Alibaba Group Holdings v. AlibabaCoin Foundation, 2018 U.S. Dist. LEXIS 180884 (S.D.N.Y., 18-cv-2897, 10/22/2018)[NMR]
As a general rule you want your business to have a unique name. There are lots of reasons for this. If that isn’t possible, you usually don’t want to name your business the same thing as another business, and certainly not one of the largest businesses on the planet. Massive multi-national corporations tend to notice those sorts of things, and that is what brings us to Alibaba v. AlibabaCoin.
This lawsuit is ultimately based on a claim brought under the Lanham Act, the federal law that covers trademarks, trademark infringement, false advertising, and the like. Alibaba Group ( i.e. the world’s largest online and mobile commerce company based in Hangzhou, China) brought the suit against AlibabaCoin Foundation and others, which is a group based out of Dubai and Belarus alleging unlawful use of Alibaba’s trademarks and symbols to promote AlibabCoin. Now, the astute reader may be thinking, “why is this lawsuit being brought in a New York federal court?” Well, for the non-lawyers in the group allow me to introduce you to the only thing I liked about my civil procedure class: personal jurisdiction.

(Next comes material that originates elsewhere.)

PR #855, opened 2016-03-11
Add Icon Dropdown Component

dav-is:
The `IconDropdown` component is the same as a `Dropdown`, except the it houses font awesome icons for selection. This adds a cleaner way for users to select a font awesome icon. I noticed in groups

This particular opinion and order grants Alibaba Group a preliminary injunction against AlibabaCoin. Doesn’t a court need jurisdiction to do that? Yes. We’ve written before about when it is proper for a court to exercise jurisdiction over a defendant and as always it depends on the law and facts and circumstances. As a general rule, federal courts have limited jurisdiction meaning they can only here certain matters. Here, Alibaba has trademarks in the US and probably literally every other country on Earth, and so the subject matter of the case is well within the court’s purview, but the issue in this preliminary injunction order is whether it makes sense for a New York court to hear a case dealing with a Chinese company and a Dubai/Belarus company. Turns out, yes, it does make sense in the court’s opinion.

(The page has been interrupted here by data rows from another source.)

PR #856, opened 2016-03-12
WIP: PostgreSQL support

vjousse:
Early development on PostgreSQL integration, related to flarum/issue-archive#411

As I'm new to Flarum and Laravel, this PR is here to gather early feedback on the psql integration. Feel free to comment/suggest.

### DIFF
--- a/src/Install/InstallServiceProvider.php
+++ b/src/Install/InstallServiceProvider.php
@@ -28,7 +28,6 @@ class InstallServiceProvider extends AbstractServiceProvider
      */
     public function register()
     {
-
         $drivers = new Drivers();
 
         $this->app->bind(
@@ -57,7 +56,6 @@ class InstallServiceProvider extends AbstractServiceProvider
         $this->app->singleton('flarum.install.routes', function () {
             return $this->getRoutes();
         });
-
 
         $this->app->singleton(
             'Flarum\Install\Database\Drivers',
@@ -91,5 +89,4 @@ class InstallServiceProvider extends AbstractServiceProvider
 
         return $routes;
     }
-
 }
--- a/src/Install/InstallServiceProvider.php
+++ b/src/Install/InstallServiceProvider.php
@@ -39,7 +39,7 @@ class InstallServiceProvider extends AbstractServiceProvider
                         'json',
                         'mbstring',
                         'openssl',
-                        'pdo_mysql',
+                        'pdo_mysql|pdo_pgsql',
                     ]),
                     new WritablePaths([
                         public_path(),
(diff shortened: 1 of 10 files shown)


Luceos:
@flarum/core fyi I personally asked @vjousse to do this wip pr to allow for early feedback.

Things to consider:

- Laravel native drivers.
- Raw DB queries in use in migrations and other code need to re-evaluated to support multiple drivers.

vjousse:
@Luceos note sure what you mean by "Laravel native drivers"?

Luceos:
I meant these: https://laravel.com/docs/5.1/database#introduction

src/Install/InstallServiceProvider.php
```diff
@@ -54,6 +57,12 @@ function () {
             return $this->getRoutes();
         });
 
+        $this->app->singleton(
+            'Flarum\Install\Database\Drivers',
+            function () use ($drivers) {
+                return $drivers;
+        });
```
franzliedke: This can be simplified with `$this->app->instance('Flarum\Install\Database\Drivers', $drivers)`, by the way. :)

src/Install/InstallServiceProvider.php
```diff
@@ -39,7 +42,7 @@ function () {
                         'json',
                         'mbstring',
                         'openssl',
-                        'pdo_mysql',
+                        implode('|', $drivers->getSupportedPhpDrivers()),
```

To exercise personal jurisdiction a court has to see minimum contact with the forum they are in charge of, and for purposes of this case that minimum contact was one AlibabaCoin purchaser in New York state that engaged in three transactions. Now you may think this isn’t enough, but Alibaba also presented evidence that over 1,000 New York users visited AlibabaCoin’s website by mid-June 2018. In the court’s eyes, this “established a reasonable probability that the transactions at issue here are not isolated instances, ‘but rather a part of a larger business plan’ that involves the purposeful marketing and sale of AlibabaCoin to, among others, New York consumers.” [SDP notes that the Court initially dismissed the case with “leave to amend” and to allow the Plaintiff to properly allege personal jurisdiction, which they did — so it ain’t over until it’s over; cf. Berk above]
AlibabaCoin put forward a somewhat fun, but fruitless, defense against this by arguing that the transactions did not occur in the US, because the ledger entries were made in Minsk, Belarus. The court was not impressed by this argument and likened it to arguing that an online purchase takes place at whatever remote server location that processes the purchaser’s bank activities, and not where the person clicking the button is actually clicking the button.
One more final point worth considering is that AlibabaCoin claims to have put in place measures to prevent US consumers from purchasing their crypto, and according to them this means personal jurisdiction is not valid, because there would be no irreparable harm involved since no one in the US will be buying. This argument did not fly, because as the court explains in a footnote “even if AlibabaCoin is not sold to United States consumers — a proposition that in any event contradicts the present record — those consumers’ exposure to online advertising likely to create brand confusion could affect their willingness to purchase from or invest in Alibaba, the party that claims injury.” Once again, unique names are good.